Jacob Thiessen, «Zorndemonstration Gottes mit Heilsabsicht? Zur Problematik der Syntax und der Bedeutung von Römer 9,22-23», Vol. 23 (2010) 37-72
The syntax of Rom. 9:22-23 raises difficult questions and has very close implications with understanding the text. That’s why both aspects are examined in this paper. Rom. 9:22-23 is neither treated syntactically as anacoluthon nor understood as aposiopesis. It makes more sense to view the two verses to be a kind of consecutive clause used as a transition to the comments following. The syntactic difficulties are resolved, if the introducing "ei dé" is perceived as a “stereotype” (like "ei dé mé") in the sense of “truly, however” resp. “accordingly”, thus adopting the functions of a conjunction (cf. also Rom. 2:17). So, in Rom. 9:22f., Paul draws the conclusion from what he has discussed before (cf. Rom. 9:17ff.) and leads over to the thoughts following (cf. Rom. 9:24).
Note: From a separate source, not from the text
PR #25594, opened 2024-12-04
feat: add rdbms exporter to exporter e2e tests #24202

### LINKED ISSUE #24202: Provide E2E test for RDBMS Exporter / Search Client
We need a simple E2E Test which starts the while application to make sure if really all beans are provided, and if a basic "Durchstieg" is working.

In the first segment of Rom. 9 (cf. Rom. 9:6ff.) Paul had stated why God being the initiator and author of Israel’s election has the right to judge the “unfaithful” in Israel, without making void his covenant promises for the people. In Rom. 9:24ff. the idea of the “extension” of God’s “salvational intention” to the Gentiles is added, whilst on the other hand the apostle points out that only a “remnant” of Israel will be saved. God’s longsuffering in his judgments aims at making his salvational intention known to Jews and Gentiles. Rom. 9:17 implies this notion already. God’s purpose in judging Pharaoh was to proclaim his “name” throughout all the earth. This purpose is more clearly exposed in Rom. 9:23, and from Rom. 9:24 on Paul stresses that now particularly the Gentiles can get to know this salvation of God.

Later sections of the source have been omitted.